Right, nothing shady about this UI pattern at all.

>"This installer may include bundled offers." makes this also very clear.

It makes nothing clear. It's purposely vague language used to disguise the
fact that these "bundled offers" consist of software no person would actually
chose to install on their machine.

>For anyone saying that Filezilla can't be trusted anymore due to doing this,
it's still open source and you can check out and build the code yourself:
[https://filezilla-project.org/sourcecode.php](https://filezilla-
project.org/sourcecode.php)

What would that accomplish? The issue is that the dev doesn't even know what
the hell comes across the wire when you chose to install this crap. How is
reading the FileZilla source helpful?

------
justinclift
Damn.

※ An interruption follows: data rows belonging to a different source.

Issue #1620, opened 2018-01-12
Accessing Notebook API through the JupyterHub API


MaximMoinat:
Similar to closed issues #1431 and #1078, but both (outdated?) solutions do not work for me.

**Background**
From a javascript application, that generates a piece of R script, I want to be able to create a Jupyter Notebook into a specific directory. Users can then open the file and execute it. This is possible via the Jupyter Notebook API, with a PUT request on `/api/content/<filename>.ipynb?token=xxx` and a body containing the notebook content.

**Problem**
I want to do the same via the JupyterHub API. And according to the the [REST API documentation](https://jupyterhub.readthedocs.io/en/stable/reference/rest.html), it should be possible to send a request to the Notebook API:

> The same API token can also authorize access to the Jupyter Notebook REST API provided by notebook servers managed by JupyterHub if one of the following is true: 
The token is for the same user as the owner of the notebook
The token is tied to an admin user or service and c.JupyterHub.admin_access is set to True

Can the JupyterHub API indeed be used for what I am trying to achieve? 
Or is there maybe a much easier solution?

Note:
I tried requests to `localhost:8081/user/<username>/api/content/<filename>.ipynb` and `localhost:8081/hub/user/<username>/api/content/<filename>.ipynb` already, but both give a redirect response referring to the other url.
What does work, is to look up the port of the spawned notebook and send a request there (e.g. `localhost:49581/user/<username>/api/content/<filename>.ipynb`. However, this is not practical as the port is generated randomly and can't be retrieved via the JupyterHub API.

sigurdurb:
There was a similar question I answered on StackOverflow 

[Maybe it can be of some assistance](https://stackoverflow.com/a/48224603/7267340)

MaximMoinat:
Thanks for your answer, I already tried without success:
`curl -X GET http://<DOMAIN>:<PORT>/user/<username>/api/contents/<filename>.ipnb -H 'Authorization: Token <token>' -H "Content-Type: application/json"`

Any other suggestions?

sigurdurb:
If there is nothing downloaded then you probably have to access the server first to start it. Like it said in my answer for /user notebooks the user has to start it by himself or admin has to go into the control panel.

willingc:
@MaximMoinat Let me see if I understand your desired use:

1. You have a code snippet that you wish to use to create a new Notebook.
2. You wish to have the newly created Notebook placed in a specific user's directory tree at a specific directory.
[...]

PR #1627, opened 2018-01-22
Fix unicode errors with extra_log_file

minrk:
Should fix unicode issues in #1406

<del>
reverts #1620 
</del>

<del>
Should only be merged if extra_log_file is verified to be the cause.
</del>

Undid the revert of #1625, since this can't have been the source of error messages produced by jupyterhub-singleuser. It's still a known unicode bug in extra_log_file, so we should do that part, at least.

cc @ellisonbg


minrk:
Removed the revert, this just fixes the known bug in extra_log_file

Personally I'd hoped the FileZilla team had discontinued their bundling
of malware since the SourceForge episode, which I wrote about here:

[https://web.archive.org/web/20140816230250/http://blog.glust...](https://web.archive.org/web/20140816230250/http://blog.gluster.org/2013/08/how-
far-the-once-mighty-sourceforge-has-fallen/)

Instead, it looks like they've taken up with the malware creators directly.

Wonder what the most appropriate solution would be?

If Google were to "ban" FileZilla from its results (due to pushing malware),
it sounds to me like that would work.

------
drexlspivey
Anyone know what tool is being used by TigheW to create that process tree
graph?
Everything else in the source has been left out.